Difference in results of OCR: Smart Rule Action vs. Context Menu

Background: A standard test within Hazel to determine if a file is OCR’d is by running a shell script which performs a grep for the string “Font”, which is an internal data item in a PDF that has been OCR’d and is missing if not.

OCR within DT3.0 using the context menu OCR > To searchable PDF contains that string.
OCR using a smart rule and either OCR > Apply or OCR > to searchable PDF does not.
Using an embedded applescript to perform the OCR with the smart rule also yields identical results to the above actions.

I used a very short original document (one line of text) as a test.
When compared in BBEdit, the file using the context menu is longer by about 150 lines and contains much more internal data that the smart rule product does not.

Can the Smart Rule actions (Edit: and via AppleScript) be modified to perform the same action as the context menu?

There are two routes through the OCR i) converting an existing record to a searchable PDF and ii) importing an image or document to be converted to a searchable PDF. A smart rule with OCR->Apply will use option ii and OCR > To searchable PDF will use option i. An AppleScript could use either depending on which commands you are using.

In either case the actual OCR of the image/document is the same and the text layer of the OCR should be identical (unless the dpi of the original image is a low). Small differences in final output size of the PDF file can occur when the OCR file has been re-saved in post process (such as adding/transferring metadata)

If the text layer is different between the two files please raise a bug report and attach a copy of both files.

Thanks for getting back to me, Alan.

The options you mention (i and ii) plus AppleScript using the “ocr file” command all yield virtually the same result, which does NOT include the searchable, but not part of the visible text layer, “Font” term.

The option I raised as preferable, but you do not mention, is using the context menu "OCR → To searchable PDF"which yields more complete results in terms of internal data.

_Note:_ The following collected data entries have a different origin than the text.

PR #3888, opened 2024-04-18
Node: Logging cleanup

bruce-riley:
This PR does two things.

First, it adds the standard VAA / Message ID (emitterChain/emitterAddress/seqNo) to messages in the processor to make it easier to follow a message from end-to-end in the logs.

Second, it adds a log level check around a lot of the debug messages so that we don't waste time formatting complex log messages that get dropped anyway.

### DIFF
--- a/node/pkg/processor/processor.go
+++ b/node/pkg/processor/processor.go
@@ -3,6 +3,7 @@ package processor
 import (
 	"context"
 	"crypto/ecdsa"
+	"encoding/hex"
 	"fmt"
 	"time"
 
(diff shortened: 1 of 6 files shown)


node/pkg/processor/processor.go
```diff
@@ -82,6 +83,14 @@ type (
 	}
 )
 
+func (s *state) MessageID() string {
+	if s.ourObservation != nil {
+		return s.ourObservation.MessageID()
+	}
+
+	return hex.EncodeToString(s.txHash)
```
evan-gray, line 91: Is this safe to sustitute, generally speaking? Should there be a comment on this method that this should not be used to uniquely identify `state` structs?

evan-gray (approved):
approving, though slight concern about the applicability / safety of txHash for MessageID

panoel (approved):

node/pkg/processor/processor.go
bruce-riley: Changed it to `LoggingID` and added a comment.

panoel (approved):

An example of what is missing in the automated methods but appears in a “complete” scanned PDF via the contextual menu:

<</Length1 36447/Filter/FlateDecode/Type/Font/Length 23556>>

This data is not visible in a normal PDF viewer such as Preview, but can be searched for in BBEdit and for my purposes Hazel rules, to determine if the file has been OCRed or not.

I will submit a bug report later today with sample files, but please note that what I am concerned about is the different output between automated methods (Smart rules and AppleScript) and the manual method of using the contextual menu.

As explained previously there can be differences in size using the different options, and it should be the text layer that you are comparing against not the contents or size of the whole PDF file.

As explained previously, the difference is the inclusion or exclusion of searchable data that can be used to automate my workflow. The contextual menu and the scriptable commands yield different results, and the latter results are not useable for workflow purpose.

Why do the script commands raise a different process that leaves out the data quoted above? The text layer is the same but that is not my issue.

I will look at the files when I receive the bug report

Thanks. Sent, assigned ticket #812394.

Appreciate your insight as to why the contextual menu result is complete and the smart rule result is not.

The presence of Font in a PDF does not indicate OCR has been done on a file. This is could be present in a file that was captured or printed to PDF by normal means.

PS: I just converted several images via Convert > to Searchable PDF in the contextual menu. Neither includes a specific Font reference.

The Hazel forum folks recommend the grep search for “Font” as a test for OCR; I’ve been using it in Hazel rules for some time and have never run into an exception…until now, when I get a false indication of not OCRed rather than of being OCRed by finding “Font” in a non-OCRed PDF.

Do you mean “OCR–>to searchable PDF”? I don’t show that as a Convert option.

How are you searching for “Font”? Search using grep, or within BBEdit, or, If you have Hazel, try this, which returns a match if the file is not OCRed:

(This discussion is now more academic than practical, as Alan has indicated that the smart rule process won’t allow the grep test, so I’m using tags instead. Still gets the workflow accomplished.)

1 Like

Do you mean “ OCR–>to searchable PDF ”? I don’t show that as a Convert option.

Yes. Sorry about that.

BBEdit at the moment.

Can you access the two PDF files in ticket #812394? If so, load them into BBEdit and do a Compare…you’ll see the difference. One was converted with the contextual menu, the other with a smart rule.

The contextual menu version contains the following at line 18, which is not present in the smart rule version (there are similar ones further down in the file; this is the first):

<< /ProcSet [ /PDF /Text /ImageB /ImageC /ImageI ] /Font << /TT2 9 0 R /TT1
8 0 R >> /XObject << /Im1 10 0 R >> >>

(Edit…PS: I could have been more specific in my post 9…I’m referring to pdf products of document scanning, and I realize there are many more types. Regret the confusion.)